# [What you will do]
Please repeat each line of the data exactly, with nothing left out.

(Saved entries)
PR #413, opened 2023-12-06
Add SecretText overload

SBalslev:
When working with Azure KeyVault it should be possible to get secrets as SecretText.

Fixes [AB#493425](https://dynamicssmb2.visualstudio.com/1fcb79e7-ab07-432a-a3c6-6cf5a88ba4a5/_workitems/edit/493425)

### DIFF
--- a/src/System Application/App/Secrets/src/AppKeyVaultSecretPrImpl.Codeunit.al
+++ b/src/System Application/App/Secrets/src/AppKeyVaultSecretPrImpl.Codeunit.al
@@ -66,4 +66,15 @@ codeunit 3801 "App Key Vault Secret Pr. Impl."
         // It will return false in these cases, and set SecretValue=''.
         exit(NavAzureKeyVaultAppSecretProvider.TryGetAzureKeyVaultSecret(SecretName, SecretValue));
     end;
+
+    [NonDebuggable]
+    procedure GetSecret(SecretName: Text; var SecretValue: SecretText): Boolean
+    var
+        SecretValueText: Text;
+    begin
+        if not GetSecret(SecretName, secretValueText) then
+            exit(false);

# [Response below]
PR #413, opened 2023-12-06
Add SecretText overload

SBalslev:
When working with Azure KeyVault it should be possible to get secrets as SecretText.

Fixes [AB#493425](https://dynamicssmb2.visualstudio.com/1fcb79e7-ab07-432a-a3c6-6cf5a88ba4a5/_workitems/edit/493425)

### DIFF
--- a/src/System Application/App/Secrets/src/AppKeyVaultSecretPrImpl.Codeunit.al
+++ b/src/System Application/App/Secrets/src/AppKeyVaultSecretPrImpl.Codeunit.al
@@ -66,4 +66,15 @@ codeunit 3801 "App Key Vault Secret Pr. Impl."
         // It will return false in these cases, and set SecretValue=''.
         exit(NavAzureKeyVaultAppSecretProvider.TryGetAzureKeyVaultSecret(SecretName, SecretValue));
     end;
+
+    [NonDebuggable]
+    procedure GetSecret(SecretName: Text; var SecretValue: SecretText): Boolean
+    var
+        SecretValueText: Text;
+    begin
+        if not GetSecret(SecretName, secretValueText) then
+            exit(false);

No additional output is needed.